▶ _Your objective_: Every line containing "only" should be identified and copied from the data below.
**********
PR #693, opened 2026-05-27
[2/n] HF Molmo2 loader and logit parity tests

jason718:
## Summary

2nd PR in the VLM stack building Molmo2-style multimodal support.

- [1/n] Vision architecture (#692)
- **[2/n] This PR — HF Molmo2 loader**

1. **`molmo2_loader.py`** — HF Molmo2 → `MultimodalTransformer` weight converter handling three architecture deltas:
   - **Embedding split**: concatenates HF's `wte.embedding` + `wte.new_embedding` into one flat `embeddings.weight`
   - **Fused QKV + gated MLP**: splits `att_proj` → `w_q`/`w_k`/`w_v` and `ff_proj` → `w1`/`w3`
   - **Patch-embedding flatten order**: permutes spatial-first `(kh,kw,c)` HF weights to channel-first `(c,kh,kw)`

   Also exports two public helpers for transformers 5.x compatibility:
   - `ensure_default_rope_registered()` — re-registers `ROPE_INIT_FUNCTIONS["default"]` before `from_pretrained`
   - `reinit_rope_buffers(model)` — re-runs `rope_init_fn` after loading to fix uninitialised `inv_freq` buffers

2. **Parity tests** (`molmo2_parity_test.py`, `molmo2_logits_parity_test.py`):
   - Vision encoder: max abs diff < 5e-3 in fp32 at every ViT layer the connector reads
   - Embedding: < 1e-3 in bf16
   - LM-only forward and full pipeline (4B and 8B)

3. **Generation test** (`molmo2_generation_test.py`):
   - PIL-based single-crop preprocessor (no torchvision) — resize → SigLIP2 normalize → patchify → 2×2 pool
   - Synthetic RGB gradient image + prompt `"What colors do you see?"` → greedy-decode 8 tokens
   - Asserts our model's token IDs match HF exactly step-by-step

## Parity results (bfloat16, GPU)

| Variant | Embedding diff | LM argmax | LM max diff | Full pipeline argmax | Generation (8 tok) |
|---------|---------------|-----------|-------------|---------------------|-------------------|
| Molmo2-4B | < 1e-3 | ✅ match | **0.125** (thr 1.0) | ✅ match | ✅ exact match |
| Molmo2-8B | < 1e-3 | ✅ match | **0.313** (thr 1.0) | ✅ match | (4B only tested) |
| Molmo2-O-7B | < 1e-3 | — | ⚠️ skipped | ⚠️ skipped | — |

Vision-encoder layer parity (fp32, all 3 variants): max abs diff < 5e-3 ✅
**********
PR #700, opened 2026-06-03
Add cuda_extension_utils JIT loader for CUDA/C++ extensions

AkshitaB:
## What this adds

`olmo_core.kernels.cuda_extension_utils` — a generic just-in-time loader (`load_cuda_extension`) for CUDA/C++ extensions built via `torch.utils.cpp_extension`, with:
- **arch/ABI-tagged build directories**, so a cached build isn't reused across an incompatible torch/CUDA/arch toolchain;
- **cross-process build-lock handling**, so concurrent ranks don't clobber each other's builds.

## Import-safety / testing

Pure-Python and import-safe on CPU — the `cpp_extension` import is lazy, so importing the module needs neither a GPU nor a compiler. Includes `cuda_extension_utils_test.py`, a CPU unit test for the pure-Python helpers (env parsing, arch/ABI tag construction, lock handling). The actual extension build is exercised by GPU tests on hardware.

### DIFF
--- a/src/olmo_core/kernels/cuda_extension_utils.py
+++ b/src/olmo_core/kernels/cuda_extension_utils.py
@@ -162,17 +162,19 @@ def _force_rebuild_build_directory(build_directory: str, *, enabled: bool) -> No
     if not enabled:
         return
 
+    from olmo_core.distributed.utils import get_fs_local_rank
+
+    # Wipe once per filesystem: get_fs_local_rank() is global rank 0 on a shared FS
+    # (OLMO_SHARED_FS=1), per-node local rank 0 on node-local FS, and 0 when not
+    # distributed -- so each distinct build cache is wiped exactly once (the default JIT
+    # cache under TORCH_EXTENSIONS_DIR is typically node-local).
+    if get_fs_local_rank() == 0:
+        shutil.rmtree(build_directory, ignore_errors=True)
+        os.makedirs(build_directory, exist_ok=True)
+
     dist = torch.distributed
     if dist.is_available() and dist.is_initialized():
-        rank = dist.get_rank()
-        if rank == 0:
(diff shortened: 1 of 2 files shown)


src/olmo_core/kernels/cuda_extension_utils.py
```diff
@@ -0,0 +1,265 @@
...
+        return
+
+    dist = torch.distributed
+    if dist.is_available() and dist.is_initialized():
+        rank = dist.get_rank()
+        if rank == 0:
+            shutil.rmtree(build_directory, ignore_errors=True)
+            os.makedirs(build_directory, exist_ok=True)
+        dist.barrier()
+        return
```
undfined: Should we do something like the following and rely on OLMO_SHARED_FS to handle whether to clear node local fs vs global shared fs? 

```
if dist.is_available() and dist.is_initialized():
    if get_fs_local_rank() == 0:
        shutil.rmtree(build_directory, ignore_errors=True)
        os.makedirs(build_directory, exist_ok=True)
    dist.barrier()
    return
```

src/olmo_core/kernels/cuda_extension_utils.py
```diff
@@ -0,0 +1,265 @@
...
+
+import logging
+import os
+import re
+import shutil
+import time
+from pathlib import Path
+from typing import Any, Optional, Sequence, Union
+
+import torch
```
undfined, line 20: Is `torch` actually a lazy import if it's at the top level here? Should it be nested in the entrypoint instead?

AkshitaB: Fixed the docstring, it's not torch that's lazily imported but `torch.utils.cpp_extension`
**********
▶ _Task result_:
   - LM-only forward and full pipeline (4B and 8B)
| Molmo2-8B | < 1e-3 | ✅ match | **0.313** (thr 1.0) | ✅ match | (4B only tested) |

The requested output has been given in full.